# Fond ecrtan ou screensaver animé nature ?



## vampire1976 (3 Avril 2008)

je recherche des wallpaper ou screensaver animés qui puissent montrer l'espace, la nature, les vagues ou la mer... enfin un peu tout ce qui concerne la nature.

J'ai ce qu'il faut pour mettre le screensaver en fond d'écran. merci.

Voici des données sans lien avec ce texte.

PR #2504, opened 2021-05-21
Sr billing page changes

s-rubenstein:
<!--
Hello, friend!
Thanks!
--!>

### DIFF
--- a/src/pages/billing/List.js
+++ b/src/pages/billing/List.js
@@ -23,7 +23,10 @@ import ProjectDetail from 'src/pages/billing/Project'
 import validate from 'validate.js'
 
 
-export const ownerRole = 'Owner'
+export const billingRoles = {
+  owner: 'Owner',
+  user: 'User'
+}
 
 const styles = {
   projectListItem: selected => {
@@ -48,7 +51,7 @@ const ProjectListItem = ({ project: { projectName, role, creationStatus, message
     hover: Style.navList.itemHover(isActive)
   }, [projectName, !projectReady && statusIcon])
   const unselectableProject = div({ style: { ...styles.projectListItem(isActive), color: colors.dark() } }, [projectName, !projectReady && statusIcon])
-  return div([_.includes(ownerRole, role) && projectReady ? selectableProject : unselectableProject])
+  return div([_.includes(billingRoles.owner, role) && projectReady ? selectableProject : unselectableProject])
 }
 
 const billingProjectNameValidator = existing => ({
@@ -237,7 +240,7 @@ export const BillingList = ({ queryParams: { selectedName } }) => {
   })
 
   const checkOwner = () => {
-    !isOwner && _.map(project => _.includes(ownerRole, project.role) ? setIsOwner(true) : null, billingProjects)
+    !isOwner && _.map(project => _.includes(billingRoles.owner, project.role) ? setIsOwner(true) : null, billingProjects)
   }
 
   const showCreateProjectModal = async () => {
@@ -313,14 +316,14 @@ export const BillingList = ({ queryParams: { selectedName } }) => {
           _.map(project => h(ProjectListItem, {
             project, key: project.projectName,
             isActive: !!selectedName && project.projectName === selectedName
-          }), _.filter(project => _.includes(ownerRole, project.role), billingProjects))
+          }), _.filter(project => _.includes(billingRoles.owner, project.role), billingProjects))
         ]),
 
         h(BillingProjectSubheader, { title: 'Shared with You' }, [
           _.map(project => h(ProjectListItem, {
             project, key: project.projectName,
             isActive: !!selectedName && project.projectName === selectedName
-          }), _.filter(project => !_.includes(ownerRole, project.role), billingProjects))
+          }), _.filter(project => !_.includes(billingRoles.owner, project.role), billingProjects))
         ])
       ]),
       creatingBillingProject && h(NewBillingProjectModal, {
--- a/src/pages/billing/List.js
+++ b/src/pages/billing/List.js
@@ -23,7 +23,7 @@ import ProjectDetail from 'src/pages/billing/Project'
 import validate from 'validate.js'
 
 
-const ownerRole = 'Owner'
+export const ownerRole = 'Owner'
 
 const styles = {
   projectListItem: selected => {
@@ -43,7 +43,7 @@ const ProjectListItem = ({ project: { projectName, role, creationStatus, message
       style: { color: colors.danger(), margin: '0 1rem 0 0.5rem' }, side: 'right'
     }, [div({ style: { wordWrap: 'break-word', whiteSpace: 'pre-wrap' } }, [message || 'Error during project creation.'])])
   const selectableProject = h(Clickable, {
-    style: { ...styles.projectListItem(isActive), color: colors.accent() },
+    style: { ...styles.projectListItem(isActive), color: isActive ? colors.dark() : colors.accent() },
     href: `${Nav.getLink('billing')}?${qs.stringify({ selectedName: projectName, type: 'project' })}`,
     hover: Style.navList.itemHover(isActive)
   }, [projectName, !projectReady && statusIcon])
--- a/src/pages/billing/Project.js
+++ b/src/pages/billing/Project.js
@@ -14,7 +14,7 @@ import * as Nav from 'src/libs/nav'
 import * as StateHistory from 'src/libs/state-history'
 import * as Style from 'src/libs/style'
 import * as Utils from 'src/libs/utils'
-import { ownerRole } from 'src/pages/billing/List'
+import { billingRoles } from 'src/pages/billing/List'
 
 
 const WorkspaceCard = Utils.memoWithName('WorkspaceCard', ({ workspace }) => div({
@@ -41,7 +41,7 @@ const ProjectDetail = ({ project, project: { projectName, creationStatus }, bill
   const [showBillingModal, setShowBillingModal] = useState(false)
   const [selectedBilling, setSelectedBilling] = useState()
   const [workspaces, setWorkspaces] = useState(() => StateHistory.get().projectUsers || null)
-  const [tab, setTab] = useState(query.tab || 'users')
+  const [tab, setTab] = useState(query.tab || 'workspaces')
 
   const signal = Utils.useCancellation()
 
@@ -56,8 +56,8 @@ const ProjectDetail = ({ project, project: { projectName, creationStatus }, bill
       div({ style: { flexGrow: 1 } },
         _.map(member => {
           return h(MemberCard, {
-            adminLabel: ownerRole,
-            userLabel: 'User',
+            adminLabel: billingRoles.owner,
+            userLabel: billingRoles.user,
             member, adminCanEdit,
             onEdit: () => setEditingUser(member),
             onDelete: () => setDeletingUser(member)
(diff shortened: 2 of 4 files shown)


src/pages/billing/List.js
```diff
@@ -23,7 +23,7 @@ import ProjectDetail from 'src/pages/billing/Project'
 import validate from 'validate.js'
 
 
-const ownerRole = 'Owner'
+export const ownerRole = 'Owner'
```
marctalbott: Could we do this with the `userRole` as well? Seems nicer to me than duplicating strings in Project.js

marctalbott (commented):
A few questions:

Would it be possible to add column headers and format the last modified like we do in the workspace list? Or is that out of scope for this ticket? I know there's another more workspace focused ticket.
Screen Shot 2021-05-21 at 11 23 07 AM

Not sure if this is because I've lost access to the billing account, but it doesn't show me what the current billing account on the project is, there's just a pencil below the name of the billing project 
Screen Shot 2021-05-21 at 11 26 00 AM

Should the selected tab persist when the page is reloaded? It reverts to the users tab for me when I reload

src/pages/billing/List.js
s-rubenstein: Absolutely, will do.

s-rubenstein (commented):
I was trying to do minimal possible styling that it was functional for release. https://broadworkbench.atlassian.net/browse/CA-1255 outlines the actual finalizing of that table. There's an argument that that work should just happen here, but since we have separate tickets, I figured it would be useful to keep the change as small as possible.

marctalbott (approved):
Would it be possible to have the selected tab persist instead of defaulting to the Workspaces tab? If I'm looking at the Users tab and I reload the page, it reverts back to the Workspaces tab, but it could be nice for it to just reopen the same tab. Same goes for when I'm clicking between different billing projects -- it might be nice to have the same tab open in the new project that I had open in the previous project.

Not a blocking comment

s-rubenstein:
@marctalbott done!

src/pages/billing/Project.js
```diff
@@ -58,7 +114,9 @@ const ProjectDetail = ({ project, project: { projectName, creationStatus }, bill
     setDeletingUser(false)
     setUpdating(false)
     setEditingUser(false)
-
+    const rawWorkspaces = await Ajax(signal).Workspaces.list()
```
gpolumbo-broad: This might take some time, possibly many seconds depending on the Billing Project.  Will this code be resilient to that?

s-rubenstein: I think it should be be independent of the billing project, because it grabs all workspaces. This is currently our approach on the workspaces list page, and should be as resilient as any other load.

That said, there's an argument here that we could pull this up a level higher, and do the filtering on project select, plumbing this in as a prop. (thus loading once, and effectively caching)

However, I wanted to: A) Keep it as close to the usage as possible) and B) Ensure that users can reload workspaces, if one is created while they have the page open. (Which they can do by just clicking the tab again). I thought that likely won out on the tradeoffs for me, until such a time as we hear complaints about the loading speed on this page, or the endpoint gets slow enough we start failing to load/erroring frequently.

src/pages/billing/Project.js
```diff
@@ -10,12 +11,25 @@ import * as Auth from 'src/libs/auth'
...
 import * as Utils from 'src/libs/utils'
+import { billingRoles } from 'src/pages/billing/List'
 
 
+const WorkspaceCard = Utils.memoWithName('WorkspaceCard', ({ workspace }) => div({
+  style: Style.cardList.longCard
+}, [
+  div({ style: { flex: 1 } }, [workspace.name]),
+  div({ style: { flex: '0 0 350px' } }, [workspace.createdBy]),
+  div({ style: { flex: 'none' } }, [workspace.lastModified])
```
dmohs: Is this preferred over not specifying at all?

src/pages/billing/List.js
```diff
@@ -23,7 +23,10 @@ import ProjectDetail from 'src/pages/billing/Project'
 import validate from 'validate.js'
 
 
-const ownerRole = 'Owner'
+export const billingRoles = {
+  owner: 'Owner',
+  user: 'User'
+}
```
dmohs, line 29: 👍

src/pages/billing/Project.js
```diff
@@ -58,7 +114,9 @@ const ProjectDetail = ({ project, project: { projectName, creationStatus }, bill
     setDeletingUser(false)
     setUpdating(false)
     setEditingUser(false)
-
+    const rawWorkspaces = await Ajax(signal).Workspaces.list()
+    console.log(rawWorkspaces)
```
dmohs:
```suggestion
```

src/pages/billing/Project.js
```diff
@@ -58,7 +114,9 @@ const ProjectDetail = ({ project, project: { projectName, creationStatus }, bill
...
+    setWorkspaces(_.map(workspaceResponse => workspaceResponse.workspace, _.filter(workspaceResponse => workspaceResponse.workspace.namespace === projectName, rawWorkspaces)))
```
dmohs: This is a personal preference, so please feel free to ignore, but I think the variable name `workspaceResponse` here is long-enough that it takes up more space than it deserves considering its function as just a way to access nested data. I would shorten it to `response` or `wr` or even `x`. I use `x` when (a) the context of its use is extremely narrow as it is in this case and (b) to communicate that the name is really, really unimportant. In this case, it may be quite clear from locality that `rawWorkspaces` is a workspace response object, so calling that out is less helpful to the reader than highlighting (via percentage of space taken) what is happening with it.

dmohs (approved):

src/pages/billing/Project.js
```diff
@@ -27,9 +41,51 @@ const ProjectDetail = ({ project, project: { projectName, creationStatus }, bill
...
+    workspaces: div({ style: { flexGrow: 1 } }, [
+      _.map(workspace => h(WorkspaceCard, { workspace }), workspaces)
+    ]),
+    users: h(Fragment, [
+      h(NewUserCard, {
+        onClick: () => setAddingUser(true)
+      }),
+      div({ style: { flexGrow: 1 } },
+        _.map(member => {
+          return h(MemberCard, {
```
petesantos, line 68: I believe you will need to provide a `key` here and at line 51 for the mapped over elements to prevent the warning:
`Warning: Each child in a list should have a unique "key" prop.`

src/pages/billing/Project.js
zarsky-broad: We do have a `useWorkspaces` hook.

src/pages/billing/Project.js
s-rubenstein: I had assumed so, given that is the existing pattern here: https://github.com/DataBiosphere/terra-ui/blob/dev/src/components/group-common.js#L59.

As an aside, there's an argument to abstracting this styling, but I could see a point where the workspace display diverged from the group display, so didn't want to pre-maturely optimize that.

src/pages/billing/Project.js
s-rubenstein: In general, CI has had the practice of verbose variable names for understanding, over conciseness. However, I think `response` is just as clear as `workspaceResponse`, and cuts down the verbosity considerably, so I think that is a clear win. Will do.

gpolumbo-broad (approved):

src/pages/billing/Project.js
```diff
@@ -1,21 +1,37 @@
...
+}, [
+  div({ style: { flex: 1 } }, [workspace.name]),
+  div({ style: { flex: '0 0 350px' } }, [workspace.createdBy]),
+  div({ style: { flex: 'none' } }, [workspace.lastModified])
+]))
+
 const ProjectDetail = ({ project, project: { projectName, creationStatus }, billingAccounts, authorizeAndLoadAccounts }) => {
   // State
+  const { query } = Nav.useRoute()
+  const { workspaces, refresh: refreshWorkspaces } = useWorkspaces()
```
s-rubenstein, line 41: Using this method removes the option to use `StateHistory` that I noticed we use for project owners. I didn't see any noticeable loading differences, so it is probably fine, but I wanted to call it out. Looks like we reload project owners on component mount anyway, so it is just a display cache from what I can tell.

src/pages/billing/Project.js
```diff
@@ -1,21 +1,37 @@
...
 import * as StateHistory from 'src/libs/state-history'
+import * as Style from 'src/libs/style'
 import * as Utils from 'src/libs/utils'
+import { billingRoles } from 'src/pages/billing/List'
 
 
+const WorkspaceCard = Utils.memoWithName('WorkspaceCard', ({ workspace }) => div({
+  style: Style.cardList.longCard
+}, [
+  div({ style: { flex: 1 } }, [workspace.name]),
```
s-rubenstein: I noticed that for long workspace names, this expands off the page (and, in fact, pushes the other text off of the card.) However, this seems to be an existing issue with the pattern I copied this from with `MemberCard`, so it seems okay to leave it for now. We should examine this general pattern for https://broadworkbench.atlassian.net/browse/CA-1256 and https://broadworkbench.atlassian.net/browse/CA-1255, because it seems like an issue, but because it is existing, and I am trying to maintain this as minimal set of table changes, that should probably be in the following tickets.

src/pages/billing/Project.js
```diff
@@ -27,9 +51,51 @@ const ProjectDetail = ({ project, project: { projectName, creationStatus }, bill
   const [billingAccountName, setBillingAccountName] = useState(null)
   const [showBillingModal, setShowBillingModal] = useState(false)
   const [selectedBilling, setSelectedBilling] = useState()
+  const [tab, setTab] = useState(query.tab || 'workspaces')
 
   const signal = Utils.useCancellation()
 
+  const tabToTable = {
+    workspaces: div({ style: { flexGrow: 1, width: '100%' } }, [
+      _.map(([i, workspace]) => h(WorkspaceCard, { workspace, key: i }), Utils.toIndexPairs(_.map(response => response.workspace, _.filter(response => response.workspace.namespace === projectName, workspaces))))
```
zarsky-broad, line 60: Two things, for the future:
1. We shouldn't use index as the key, it's unsafe because if something is inserted in the middle of a list, the index and the item won't be matched anymore.
2. When mapping to just get a property, there's a shorthand: `_.map('workspace', workspaces)`

src/pages/billing/Project.js
```diff
@@ -81,23 +149,26 @@ const ProjectDetail = ({ project, project: { projectName, creationStatus }, bill
 
 
   // Render
-  const adminCanEdit = _.filter(({ roles }) => _.includes('Owner', roles), projectUsers).length > 1
-  const { displayName = null } = _.find({ accountName: billingAccountName }, billingAccounts) || {}
+  const adminCanEdit = _.filter(({ roles }) => _.includes(billingRoles.owner, roles), projectUsers).length > 1
+  const { displayName = null } = _.find({ accountName: billingAccountName }, billingAccounts) || { displayName: 'No Access' }
```
zarsky-broad, line 153: Why not just change the default?
```js
const { displayName = 'No Access' } = _.find({ accountName: billingAccountName }, billingAccounts) || {}
```

src/pages/billing/Project.js
```diff
@@ -27,9 +51,51 @@ const ProjectDetail = ({ project, project: { projectName, creationStatus }, bill
...
+      _.map(([i, workspace]) => h(WorkspaceCard, { workspace, key: i }), Utils.toIndexPairs(_.map(response => response.workspace, _.filter(response => response.workspace.namespace === projectName, workspaces))))
+    ]),
+    users: h(Fragment, [
+      h(NewUserCard, {
+        onClick: () => setAddingUser(true)
+      }),
+      div({ style: { flexGrow: 1 } },
+        _.map(([i, member]) => {
+          return h(MemberCard, {
+            key: i,
```
zarsky-broad, line 69: Key here shouldn't be the index again, I'd encourage you to use `'member'` if it's a string.

src/pages/billing/Project.js
s-rubenstein: To me, this felt semantically more correct, because it is the name being displayed? (Also, the logic gets more complex down below, because we want the `Billing Account` prefix to show up regardless, so this folds that logic in cleanly.

s-rubenstein (commented):
Hi @zarsky-broad, saw your comments! I went ahead and merged since you weren't a primary reviewer on the PR before you responded again. I will do the index changes as a follow up, although to be honest, I think worrying about something being inserted into the middle of a list is not a huge problem, because the rendering of the cards here should be redone when the list changes, so it would only be a problem if someone did state mutations without using setState (which is an unsafe practice)

That said, I don't expect us to need to remember original order (the benefits to using index) because I don't think that users will need to clear all sorting here, especially since default sorting is probably going to be alphabetical by name anyhow.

J'ai beau chercher je trouve rien pour mac.


----------



## Anonyme (5 Avril 2008)

Bonjour, 
va voir là    http://www.giveawayoftheday.com/freeware/screensaver/mac 
il y a un truc "space screensaver"...
mais j'ai juste donné l'adresse, je ne sais rien du contenu...
en espérant que ce la convienne


----------



## Anonyme (5 Avril 2008)

et là http://www.360parks.com/downloads_screensavers.shtml
sur le grand canyon...


----------



## vampire1976 (11 Avril 2008)

Merci mais aucun fonctionne


----------



## twoDsquare (19 Avril 2008)

Bonjour,
mais franchement je trouve que les screensavers que Apple propose sont pas mal.. on trouve pas d'aussi belles photos de Nature sur le net en plus (>dans "préférences" puis "économiseurs d'écran" puis l'onglet "images" ;-) ).
Si ca t'intéresse par contre j'ai trouvé un moyen pour récupéré chacune des photos en "individuelle" si tu voudras ensuite les mettre en fond d'écran. +


----------